Pembentukan kepengurusan LEMKARI OKI ini tidak terlepas dari kerangka besar kebijakan olahraga nasional yang diatur dalam Undang-Undang Nomor 3 Tahun 2005 tentang Sistem Keolahragaan Nasional. Regulasi tersebut menegaskan pentingnya pembinaan olahraga secara terstruktur dan berjenjang, mulai dari tingkat daerah hingga nasional.
Selain itu, Peraturan Pemerintah Nomor 16 Tahun 2007 tentang Penyelenggaraan Olahraga serta Peraturan Organisasi LEMKARI Nomor 1 Tahun 2020 tentang Konsolidasi Organisasi menjadi dasar penguatan kelembagaan.
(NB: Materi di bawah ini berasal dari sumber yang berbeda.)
PR #1163, opened 2021-01-31
feat: add Introspect.arguments

hellerve:
This PR adds `Introspect.arguments`, which largely does the same thing as `Introspect.arity`, but without calling `length` but instead returning the argument array as-is.

Because it’s thus a  generalization of `Introspect.arity` that function was refactored to use `Introspect.arguments`.

Cheers


scolsen (approved):
👏

PR #1165, opened 2021-01-31
fix: remove unused vars in carp_stdint.h

hellerve:
This PR removes unused variables from `carp_stdint.h` that prevented `-Wall` form working. As a side note, this line also makes `-Wall` fail:

https://github.com/carp-lang/Carp/blob/59d43abf74cbdba77914312e0d714d92267e1dfb/src/Emit.hs#L420

Because it turns out that this variable is only used when a member of the sumtype is used in the right hand side of match. Since this was not a quick fix, and not necessarily a terrible bug (it’s just an unused variable) I didn’t bother to fix it for now.

Cheers

### DIFF
--- a/core/carp_stdint.h
+++ b/core/carp_stdint.h
@@ -63,9 +63,7 @@ Uint8 Uint8_copy(Uint8* x) {
 }
 
 Array Uint8_from_MINUS_bytes(Array* a) {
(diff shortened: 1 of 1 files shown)


eriksvedang:
Nice!

PR #1167, opened 2021-02-01
feat: beautify type variables on unification failure

### LINKED ISSUE #558: Make type variable names beautful in error messages

hellerve:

Langkah ini juga merupakan implementasi hasil Kongres LEMKARI XV Tahun 2020 yang menekankan pentingnya profesionalisme organisasi dan peningkatan prestasi atlet.
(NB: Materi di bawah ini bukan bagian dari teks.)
Issue #828, opened 2020-05-23
Dynamic Map (dictionary)


eriksvedang:
I think adding dynamic maps (using the existing `{ key value, key value }` syntax would be a nice and not overly hard thing to do. Obviously it should replicate as much as possible of the existing functionality (and names) of the static `Map` module.

One interesting design choice is whether to have something like the keywords of Clojure (e.g. `:stuff`) or if we're fine with just symbols, which would look something like this:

Pengesahan kepengurusan LEMKARI OKI tertuang dalam Surat Keputusan Nomor: 006/PENGPROV/LMK.SS/SK/II/2026 yang ditetapkan di Baturaja pada 27 Februari 2026 oleh Ketua Pengprov LEMKARI Sumatera Selatan, Ir. H. Gusti Prasetyo Rendy Anggara, bersama Sekretaris Umum Suparjon Ali Haq Al Tsabit.
Kepengurusan ini merupakan hasil Musyawarah Cabang (Muscab) LEMKARI OKI yang telah digelar pada 19 Februari 2026 di Kayuagung. Dalam struktur organisasi, sejumlah unsur pimpinan daerah masuk sebagai Dewan Pembina, antara lain Bupati OKI, Dandim 0402 OKI, Kapolres OKI, Kajari OKI, Ketua KONI OKI, serta Ketua FORKI OKI.
Ketua Pengurus Cabang LEMKARI OKI dipercayakan kepada Letkol Czi Saipul Anwar, didampingi Wakil Ketua I Andri Priatama dan Wakil Ketua II Muhammad Yamin. Posisi Sekretaris dijabat oleh Devi Permata Sari dan Bendahara oleh Rusdiana, S.Pd., Gr.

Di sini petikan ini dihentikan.